For simplicity, let's call the size z-scores zx and the assessed value z-scores zy from now on. And let's graph zx vs. zy:
Compare this with the original scatterplot: the association looks exactly the same. The units have been scaled and shifted along each axis, but the relationships between the houses are unchanged. In particular, the strength of the association (the relative amount of scatter) appears to be exactly the same. (Keep that in mind for future reference, too.)
Now, let's try to find the "best" line that fits the z-score scatterplot. This line will have the form `hat(z_y) = m z_x + b` where m is the slope and b is the intercept. So the sum of the square of the residuals will be:
`sum (z_y - [mz_x + b])^2 = sum ([z_y - mz_x] - b)^2 = sum [(z_y - mz_x)^2 - 2b[z_y - mz_x] + b^2] = [sum(z_y-mz_x)^2] - 2b [sum z_y] +2bm [sum z_x] +[sum b^2]`
where we've use a bit of algebra. We know `sum z_y = 0` that and that `sum z_x` (remember those z-score facts from above) and the last term is just `b^2 + b^2 + cdots + b^2 = nb^2` .
So the sum of the squares of the residuals reduces to:
`[sum(z_y-mz_x)^2] + nb^2`
The first term is the sum of positive numbers (because they're all squared) and the second term depends only on n (the sample size, which is fixed) and b2, a positive number.
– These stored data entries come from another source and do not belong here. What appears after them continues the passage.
PR #3883, opened 2018-08-03
Add categories to endless sky appdata.

rrigby:
Following https://standards.freedesktop.org/menu-spec/latest/apas02.html

Did this mostly for better category filtering support for the flatpak appstream data.

### DIFF
--- a/endless-sky.appdata.xml
+++ b/endless-sky.appdata.xml
@@ -21,8 +21,6 @@
   </description>
   <categories>
     <category>Game</category>
-    <category>ActionGame</category>
-    <category>RolePlaying</category>
     <category>Simulation</category>
   </categories>
   <url type="bugtracker">https://github.com/endless-sky/endless-sky/issues</url>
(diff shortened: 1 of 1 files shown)


endless-sky.appdata.xml
```diff
@@ -19,6 +19,11 @@
    Endless Sky is a sandbox-style space exploration game similar to Elite, Escape Velocity, or Star Control. You start out as the captain of a tiny space ship and can choose what to do from there. The game includes a major plot line and many minor missions, but you can choose whether you want to play through the plot or strike out on your own as a merchant or bounty hunter or explorer.
   </p>
   </description>
+  <categories>
+    <category>Game</category>
+    <category>ActionGame</category>
+    <category>AdventureGame</category>
```
endless-sky: I'm not sure ES fits what most people would think of an an "adventure game." Maybe "role-playing game" would make more sense. Or "simulation game."

rrigby: Simulation and RolePlaying are both available categories in the spec.

I can replace AdventureGame with those.

PR #3889, opened 2018-08-10
tweaked javelin hull damage

Nescio0:
#3845 tweaked javelin reload time. This patch increases the javelin's hull damage by about a third, reduces hit force by 4%, and keeps the shield damage and other stats unchanged. This makes the javelin more useful for disabling or blowing up enemy ships. Although still not great, it becomes a somewhat more interesting choice.


Lineth:
I'm cool with this. My reaction to being shot at with javelins in a crappy early game human ship should definitely _not_ be a sigh of relief.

To make this entire expression as small as possible, we need to have b = 0. So the intercept of the line in the z-score scatterplot is 0 and the equation for the line now looks like `hat(z_y) = mz_x`, and the sum of the squares of the residuals is:
`sum(z_y-mz_x)^2 = sum[z_y^2 - 2mz_x z_y + m^2 z_x^2] = sum[z_y^2] -2m[sum z_x z_y] + m^2 sum[z_x^2] = (n-1) - 2m [sum z_x z_y] +m^2(n-1) = (n-1)[m^2 -(2[sum z_x z_y])/(n-1) m +1]`
This last expression is (n-1), a fixed number, times a quadratic polynomial in m, which we can make as small as possible by finding the vertex of the associated parabola:
`m = -(B)/(2A) = -((-2[sum z_x z_y])/(n-1))/(2) = (sum z_x z_y)/(n-1)`
Whew! That's a lot of algebra. But it now tells us how to find the slope of the "best" line that fits the z-score scatterplot. We just have to multiply each zx by its corresponding zy, add those up, and divide by n−1.
size assess zx zy zxzy
1561 304.0 0.13 -0.13 -0.01763
1038 297.6 -1.38 -0.54 0.74075
1224 289.5 -0.84 -1.05 0.88188
1232 292.8 -0.82 -0.84 0.68739
1995 314.6 1.39 0.53 0.74055
1714 322.7 0.58 1.04 0.59970
1832 336.1 0.92 1.89 1.72861
1095 279.0 -1.22 -1.71 2.07610
2011 319.5 1.43 0.84 1.20752
1366 289.3 -0.43 -1.06 0.45751
1292 301.4 -0.65 -0.30 0.19204
1458 314.3 -0.17 0.51 -0.08542
2031 320.9 1.49 0.93 1.38771
1366 304.0 -0.43 -0.13 0.05770
Adding up all of the products in that last column, we get 10.65441, and finally we divide that by 13 to get: 0.81957
So the equation of the line is `hat(z_y) = 0.81957 z_x` and when we graph that with the z-score data we get:
which looks like it's better than any other line we could draw. Notice that because the intercept is 0, this line passes through the point where zx = 0 and zy = 0, which represents a house of average size and average assessed value. The slope of (approximately) 0.82 tells us that a house 1 size SD above the mean (zx = 1) is predicted to have an assessed value 0.82 assessed-value SDs above the mean.
But we don't usually deal in z-scores when discussing real estate, so we need to convert this equation back into our regular units. We recall the z-score formula and write:
`(hat(y)-bar(y))/(s_y) = 0.82 ((x-bar(x))/(s_x)) => (hat(y)-306.12)/(15.89) = 0.82((x-1515.4)/(345.4)) => hat(y) = 0.82((15.89)/(345.4))(x-1515.4) + 306.12 => hat(y) = 0.038x+249`
In statistics, we usually write this line, which we call the regression line for the given data set, in the form `hat(y) = b_0 + b_1 x` where b0 is the intercept and b1 is the slope.